*Task*: Please write out every record below exactly as it stands.

*Data extracts*:
○ ○ ○ ○

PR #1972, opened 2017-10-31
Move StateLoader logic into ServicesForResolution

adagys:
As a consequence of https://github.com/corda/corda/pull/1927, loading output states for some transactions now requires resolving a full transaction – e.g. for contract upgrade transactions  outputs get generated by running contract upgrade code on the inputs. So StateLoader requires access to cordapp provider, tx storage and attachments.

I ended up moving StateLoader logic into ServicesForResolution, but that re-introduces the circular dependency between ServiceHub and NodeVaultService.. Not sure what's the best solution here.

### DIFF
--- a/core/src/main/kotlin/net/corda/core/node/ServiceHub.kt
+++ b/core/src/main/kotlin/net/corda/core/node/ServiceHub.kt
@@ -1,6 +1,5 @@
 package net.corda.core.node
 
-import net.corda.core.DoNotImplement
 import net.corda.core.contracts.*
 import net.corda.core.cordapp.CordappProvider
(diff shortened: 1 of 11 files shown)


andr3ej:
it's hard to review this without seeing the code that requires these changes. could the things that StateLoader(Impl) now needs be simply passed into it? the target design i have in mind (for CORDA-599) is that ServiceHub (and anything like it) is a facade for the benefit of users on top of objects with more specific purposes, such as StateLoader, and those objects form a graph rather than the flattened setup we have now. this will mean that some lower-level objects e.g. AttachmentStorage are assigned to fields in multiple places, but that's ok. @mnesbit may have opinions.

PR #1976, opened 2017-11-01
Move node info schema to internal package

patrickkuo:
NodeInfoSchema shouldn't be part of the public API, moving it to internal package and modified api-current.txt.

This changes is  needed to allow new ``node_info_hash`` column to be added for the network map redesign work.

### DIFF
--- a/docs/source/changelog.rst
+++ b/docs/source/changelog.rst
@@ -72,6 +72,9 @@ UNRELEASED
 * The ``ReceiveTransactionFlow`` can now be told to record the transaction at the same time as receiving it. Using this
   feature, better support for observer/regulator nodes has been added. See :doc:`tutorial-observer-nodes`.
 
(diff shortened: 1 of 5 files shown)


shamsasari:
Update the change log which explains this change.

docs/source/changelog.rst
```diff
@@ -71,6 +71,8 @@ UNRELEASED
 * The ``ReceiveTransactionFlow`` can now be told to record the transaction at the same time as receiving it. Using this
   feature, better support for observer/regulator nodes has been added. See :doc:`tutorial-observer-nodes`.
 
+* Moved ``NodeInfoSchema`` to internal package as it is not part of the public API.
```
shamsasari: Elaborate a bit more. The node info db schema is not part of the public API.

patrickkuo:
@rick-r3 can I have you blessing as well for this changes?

○ ○ ○ ○

*Exercise answer*:
PR #1972, opened 2017-10-31
Move StateLoader logic into ServicesForResolution

adagys:
As a consequence of https://github.com/corda/corda/pull/1927, loading output states for some transactions now requires resolving a full transaction – e.g. for contract upgrade transactions  outputs get generated by running contract upgrade code on the inputs. So StateLoader requires access to cordapp provider, tx storage and attachments.

I ended up moving StateLoader logic into ServicesForResolution, but that re-introduces the circular dependency between ServiceHub and NodeVaultService.. Not sure what's the best solution here.

### DIFF
--- a/core/src/main/kotlin/net/corda/core/node/ServiceHub.kt
+++ b/core/src/main/kotlin/net/corda/core/node/ServiceHub.kt
@@ -1,6 +1,5 @@
 package net.corda.core.node
 
-import net.corda.core.DoNotImplement
 import net.corda.core.contracts.*
 import net.corda.core.cordapp.CordappProvider
(diff shortened: 1 of 11 files shown)


andr3ej:
it's hard to review this without seeing the code that requires these changes. could the things that StateLoader(Impl) now needs be simply passed into it? the target design i have in mind (for CORDA-599) is that ServiceHub (and anything like it) is a facade for the benefit of users on top of objects with more specific purposes, such as StateLoader, and those objects form a graph rather than the flattened setup we have now. this will mean that some lower-level objects e.g. AttachmentStorage are assigned to fields in multiple places, but that's ok. @mnesbit may have opinions.

PR #1976, opened 2017-11-01
Move node info schema to internal package

patrickkuo:
NodeInfoSchema shouldn't be part of the public API, moving it to internal package and modified api-current.txt.

This changes is  needed to allow new ``node_info_hash`` column to be added for the network map redesign work.

### DIFF
--- a/docs/source/changelog.rst
+++ b/docs/source/changelog.rst
@@ -72,6 +72,9 @@ UNRELEASED
 * The ``ReceiveTransactionFlow`` can now be told to record the transaction at the same time as receiving it. Using this
   feature, better support for observer/regulator nodes has been added. See :doc:`tutorial-observer-nodes`.
 
(diff shortened: 1 of 5 files shown)


shamsasari:
Update the change log which explains this change.

docs/source/changelog.rst
```diff
@@ -71,6 +71,8 @@ UNRELEASED
 * The ``ReceiveTransactionFlow`` can now be told to record the transaction at the same time as receiving it. Using this
   feature, better support for observer/regulator nodes has been added. See :doc:`tutorial-observer-nodes`.
 
+* Moved ``NodeInfoSchema`` to internal package as it is not part of the public API.
```
shamsasari: Elaborate a bit more. The node info db schema is not part of the public API.

patrickkuo:
@rick-r3 can I have you blessing as well for this changes?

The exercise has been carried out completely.